- Directions: Copy each line below holding "have".

- Records for this task:

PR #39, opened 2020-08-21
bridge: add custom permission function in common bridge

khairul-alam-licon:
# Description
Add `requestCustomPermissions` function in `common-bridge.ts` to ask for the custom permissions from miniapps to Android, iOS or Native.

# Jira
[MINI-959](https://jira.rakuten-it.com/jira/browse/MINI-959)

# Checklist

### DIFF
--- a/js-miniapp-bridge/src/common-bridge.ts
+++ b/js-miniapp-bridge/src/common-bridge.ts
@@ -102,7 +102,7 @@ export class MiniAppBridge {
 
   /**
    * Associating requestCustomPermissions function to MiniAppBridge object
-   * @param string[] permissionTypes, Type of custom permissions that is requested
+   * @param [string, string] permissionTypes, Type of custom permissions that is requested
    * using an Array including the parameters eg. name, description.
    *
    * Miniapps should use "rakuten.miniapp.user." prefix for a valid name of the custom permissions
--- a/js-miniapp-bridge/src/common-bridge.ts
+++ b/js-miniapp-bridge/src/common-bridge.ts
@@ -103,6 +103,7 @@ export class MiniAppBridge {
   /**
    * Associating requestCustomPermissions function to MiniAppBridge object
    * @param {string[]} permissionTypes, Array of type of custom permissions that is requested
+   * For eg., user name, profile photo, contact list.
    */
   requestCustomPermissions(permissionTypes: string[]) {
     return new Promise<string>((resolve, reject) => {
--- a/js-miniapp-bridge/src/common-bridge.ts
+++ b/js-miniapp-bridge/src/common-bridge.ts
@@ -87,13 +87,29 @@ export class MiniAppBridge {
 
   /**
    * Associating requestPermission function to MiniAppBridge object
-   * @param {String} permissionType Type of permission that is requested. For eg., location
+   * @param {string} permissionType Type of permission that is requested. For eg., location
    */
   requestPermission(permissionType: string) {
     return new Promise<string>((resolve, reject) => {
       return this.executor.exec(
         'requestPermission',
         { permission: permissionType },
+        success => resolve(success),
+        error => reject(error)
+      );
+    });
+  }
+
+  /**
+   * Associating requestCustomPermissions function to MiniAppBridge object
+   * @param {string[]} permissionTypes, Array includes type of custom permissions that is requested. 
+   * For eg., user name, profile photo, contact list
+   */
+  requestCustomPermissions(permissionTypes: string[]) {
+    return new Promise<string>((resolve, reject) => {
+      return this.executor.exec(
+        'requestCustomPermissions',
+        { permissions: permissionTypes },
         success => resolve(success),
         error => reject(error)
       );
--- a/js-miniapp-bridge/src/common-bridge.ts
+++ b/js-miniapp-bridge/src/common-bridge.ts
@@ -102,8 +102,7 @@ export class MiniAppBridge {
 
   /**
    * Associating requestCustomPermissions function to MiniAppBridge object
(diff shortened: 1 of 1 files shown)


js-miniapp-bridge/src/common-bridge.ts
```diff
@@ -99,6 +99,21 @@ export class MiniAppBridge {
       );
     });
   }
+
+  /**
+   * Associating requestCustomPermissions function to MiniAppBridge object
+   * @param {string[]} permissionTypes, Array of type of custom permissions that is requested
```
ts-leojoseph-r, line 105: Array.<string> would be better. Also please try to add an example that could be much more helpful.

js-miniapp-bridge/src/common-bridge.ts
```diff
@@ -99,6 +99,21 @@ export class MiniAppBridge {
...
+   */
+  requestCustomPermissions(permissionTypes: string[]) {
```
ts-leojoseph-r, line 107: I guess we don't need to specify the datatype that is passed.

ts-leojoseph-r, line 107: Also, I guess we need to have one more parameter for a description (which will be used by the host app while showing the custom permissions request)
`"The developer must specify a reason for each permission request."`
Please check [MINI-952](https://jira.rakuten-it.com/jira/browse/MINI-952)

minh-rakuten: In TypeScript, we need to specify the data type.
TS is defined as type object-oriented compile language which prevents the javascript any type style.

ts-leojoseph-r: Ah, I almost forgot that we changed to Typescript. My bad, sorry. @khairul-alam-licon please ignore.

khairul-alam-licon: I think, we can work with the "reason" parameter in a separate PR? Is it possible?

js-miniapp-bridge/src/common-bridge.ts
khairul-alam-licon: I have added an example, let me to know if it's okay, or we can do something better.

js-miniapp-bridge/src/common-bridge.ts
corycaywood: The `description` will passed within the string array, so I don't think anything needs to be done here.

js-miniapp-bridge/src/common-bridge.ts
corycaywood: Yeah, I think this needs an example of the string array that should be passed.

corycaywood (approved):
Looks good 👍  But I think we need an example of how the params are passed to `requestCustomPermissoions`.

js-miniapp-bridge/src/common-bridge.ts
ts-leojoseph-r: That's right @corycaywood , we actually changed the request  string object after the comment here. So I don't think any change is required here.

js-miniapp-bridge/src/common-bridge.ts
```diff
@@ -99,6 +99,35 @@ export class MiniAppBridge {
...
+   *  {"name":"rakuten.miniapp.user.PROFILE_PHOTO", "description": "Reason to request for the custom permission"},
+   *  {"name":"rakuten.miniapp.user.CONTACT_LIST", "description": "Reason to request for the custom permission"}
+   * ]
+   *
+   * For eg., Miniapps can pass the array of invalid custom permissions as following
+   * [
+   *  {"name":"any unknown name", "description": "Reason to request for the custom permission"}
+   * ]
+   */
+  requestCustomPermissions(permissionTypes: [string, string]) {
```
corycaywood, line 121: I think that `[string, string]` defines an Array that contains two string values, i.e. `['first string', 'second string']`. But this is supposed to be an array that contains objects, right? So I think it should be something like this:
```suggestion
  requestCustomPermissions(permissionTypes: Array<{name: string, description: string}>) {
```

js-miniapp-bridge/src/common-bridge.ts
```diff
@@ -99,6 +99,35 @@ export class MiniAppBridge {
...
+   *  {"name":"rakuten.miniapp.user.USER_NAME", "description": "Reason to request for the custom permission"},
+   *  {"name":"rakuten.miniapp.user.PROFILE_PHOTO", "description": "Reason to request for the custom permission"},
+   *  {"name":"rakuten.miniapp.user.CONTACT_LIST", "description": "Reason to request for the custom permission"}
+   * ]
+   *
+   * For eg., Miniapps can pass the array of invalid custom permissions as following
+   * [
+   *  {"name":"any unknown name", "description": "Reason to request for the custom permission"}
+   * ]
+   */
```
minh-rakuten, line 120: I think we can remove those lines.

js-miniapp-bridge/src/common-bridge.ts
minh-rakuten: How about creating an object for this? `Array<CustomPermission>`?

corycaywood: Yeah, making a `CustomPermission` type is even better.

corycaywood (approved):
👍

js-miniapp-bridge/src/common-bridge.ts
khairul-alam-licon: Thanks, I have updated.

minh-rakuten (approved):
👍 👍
--
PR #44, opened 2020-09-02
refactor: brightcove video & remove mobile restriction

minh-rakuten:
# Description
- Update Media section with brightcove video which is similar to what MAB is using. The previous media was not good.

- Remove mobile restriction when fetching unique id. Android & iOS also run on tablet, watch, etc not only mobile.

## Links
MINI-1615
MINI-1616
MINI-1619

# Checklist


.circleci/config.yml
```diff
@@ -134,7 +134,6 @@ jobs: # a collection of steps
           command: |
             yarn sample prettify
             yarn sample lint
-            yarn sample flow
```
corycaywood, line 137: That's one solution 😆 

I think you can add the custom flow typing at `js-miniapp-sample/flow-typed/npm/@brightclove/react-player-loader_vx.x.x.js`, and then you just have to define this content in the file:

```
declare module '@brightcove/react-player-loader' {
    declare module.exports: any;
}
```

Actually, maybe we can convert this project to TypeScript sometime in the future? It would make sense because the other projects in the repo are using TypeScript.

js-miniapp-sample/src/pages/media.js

- Answer below:
ts-leojoseph-r, line 107: Also, I guess we need to have one more parameter for a description (which will be used by the host app while showing the custom permissions request)
khairul-alam-licon: I have added an example, let me to know if it's okay, or we can do something better.
khairul-alam-licon: Thanks, I have updated.
I think you can add the custom flow typing at `js-miniapp-sample/flow-typed/npm/@brightclove/react-player-loader_vx.x.x.js`, and then you just have to define this content in the file:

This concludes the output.